39 See now s 58(g) of the Criminal Procedure Act 1986 and, prior thereto, s 360 of the Crimes Act 1900.
40 Time is not of the essence with respect to the offence alleged in the subject trial and none of the exceptions mentioned in Stringer apply. The evidence of the events of 11 February 1991 were clearly admissible to prove the conspiracy charged.
41 To the extent that remarks made by Ferguson J in Ex Parte Bignell (1915) 32 WN (NSW) 91 are relied on, it is sufficient to note that the remarks were obiter and related to an alleged defect in an information before a magistrate.
Sentence
42 It is argued that the sentence is excessive. In particular, it is submitted that the additional term of 15 months was about one-quarter of the sentence (of 58 months) and that, in the absence of special circumstances, his Honour did not explain why it was not one-third. It is also submitted that the sentence should have been mitigated because of the conduct of the police informer in instigating or, at least, encouraging the offence.
43 I am firmly of the view that the sentence appeal should be dismissed. Bearing in mind the serious nature of the offence, involving a sawn-off shot-gun (albeit unloaded) and the appellant’s appalling criminal history, the sentence may be seen to be lenient. His Honour was clearly entitled to find that there were no special circumstances given that the appellant was unlikely to benefit from rehabilitation. The conduct of the police informer provides no basis to reduce the sentence. It is by no means clear that he instigated the planned robbery or encouraged the appellant to participate.

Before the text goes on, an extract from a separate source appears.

PR #1802, opened 2026-08-09
fix(analyzers): skip RCS1231 for sync Task-returning methods

### LINKED ISSUE #1702: RCS1231 is triggered for CancellationToken in non-async method
There is a discrepancy in the RCS1231 analyzer between sync and async methods

> RCS1231: Make parameter ref read-only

44 It is plain that the appellant willingly entered into the agreement and participated in its furtherance. The tapes reveal this to be the fact. There were, in fact, little or no mitigating factors.
45 Notwithstanding the relatively short additional term, I do not believe that this Court should intervene. Overall, the result of the sentence was a fair one and within the discretionary range available to the trial judge. While leave to appeal against sentence should be granted, the appeal should be dismissed.
Orders
46 1. Appeal against conviction dismissed.
3. Appeal against sentence dismissed.
2. Leave granted to appeal against sentence.
47 O’KEEFE J: I agree with Stein JA.
48 SIMPSON J: I agree with the orders proposed by Stein JA and with his reasons therefor.